## DATASET
Content starts
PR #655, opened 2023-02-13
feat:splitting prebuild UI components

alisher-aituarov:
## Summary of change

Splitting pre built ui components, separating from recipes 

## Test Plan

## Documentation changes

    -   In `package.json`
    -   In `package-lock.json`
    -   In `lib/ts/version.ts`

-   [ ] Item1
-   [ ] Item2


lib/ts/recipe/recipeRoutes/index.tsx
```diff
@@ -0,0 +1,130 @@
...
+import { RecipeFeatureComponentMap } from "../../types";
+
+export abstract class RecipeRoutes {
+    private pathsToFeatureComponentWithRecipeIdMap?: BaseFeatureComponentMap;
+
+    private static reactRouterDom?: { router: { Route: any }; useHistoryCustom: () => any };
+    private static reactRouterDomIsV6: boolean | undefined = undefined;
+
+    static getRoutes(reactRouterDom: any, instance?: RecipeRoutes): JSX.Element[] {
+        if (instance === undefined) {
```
Content ends
Content starts
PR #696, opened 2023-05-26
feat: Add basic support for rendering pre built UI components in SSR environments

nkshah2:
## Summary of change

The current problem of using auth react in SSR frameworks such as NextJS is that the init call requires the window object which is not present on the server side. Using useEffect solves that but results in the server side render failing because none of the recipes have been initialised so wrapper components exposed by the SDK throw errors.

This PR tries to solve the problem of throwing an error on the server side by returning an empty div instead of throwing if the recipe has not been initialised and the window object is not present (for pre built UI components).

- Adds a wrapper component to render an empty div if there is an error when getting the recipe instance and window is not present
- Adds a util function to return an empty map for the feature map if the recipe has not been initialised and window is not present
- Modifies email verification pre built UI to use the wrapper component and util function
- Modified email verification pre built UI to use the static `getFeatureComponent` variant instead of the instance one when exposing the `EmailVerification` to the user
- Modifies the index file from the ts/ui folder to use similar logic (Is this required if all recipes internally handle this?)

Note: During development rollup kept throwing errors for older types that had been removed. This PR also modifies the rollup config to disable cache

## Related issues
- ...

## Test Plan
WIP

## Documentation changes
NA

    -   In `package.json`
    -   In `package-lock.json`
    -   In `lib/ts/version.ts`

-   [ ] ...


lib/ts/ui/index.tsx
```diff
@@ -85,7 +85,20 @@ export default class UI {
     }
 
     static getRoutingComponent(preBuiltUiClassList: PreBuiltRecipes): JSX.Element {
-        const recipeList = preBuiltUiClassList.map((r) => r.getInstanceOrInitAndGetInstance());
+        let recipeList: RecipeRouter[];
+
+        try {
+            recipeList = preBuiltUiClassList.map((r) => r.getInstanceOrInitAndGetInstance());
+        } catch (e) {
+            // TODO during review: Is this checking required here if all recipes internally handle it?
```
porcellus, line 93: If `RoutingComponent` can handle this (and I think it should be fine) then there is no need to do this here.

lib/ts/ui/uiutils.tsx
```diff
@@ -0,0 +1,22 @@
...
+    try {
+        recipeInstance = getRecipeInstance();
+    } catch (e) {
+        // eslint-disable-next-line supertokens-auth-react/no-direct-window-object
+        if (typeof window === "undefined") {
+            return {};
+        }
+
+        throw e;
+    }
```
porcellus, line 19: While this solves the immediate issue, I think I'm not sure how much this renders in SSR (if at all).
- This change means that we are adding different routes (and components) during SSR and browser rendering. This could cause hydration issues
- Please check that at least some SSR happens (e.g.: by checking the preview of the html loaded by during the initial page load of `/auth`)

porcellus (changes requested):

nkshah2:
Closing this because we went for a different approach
Content ends
Scan the material for lines with the word "export", and copy each line you find.

+export abstract class RecipeRoutes {
@@ -85,7 +85,20 @@ export default class UI {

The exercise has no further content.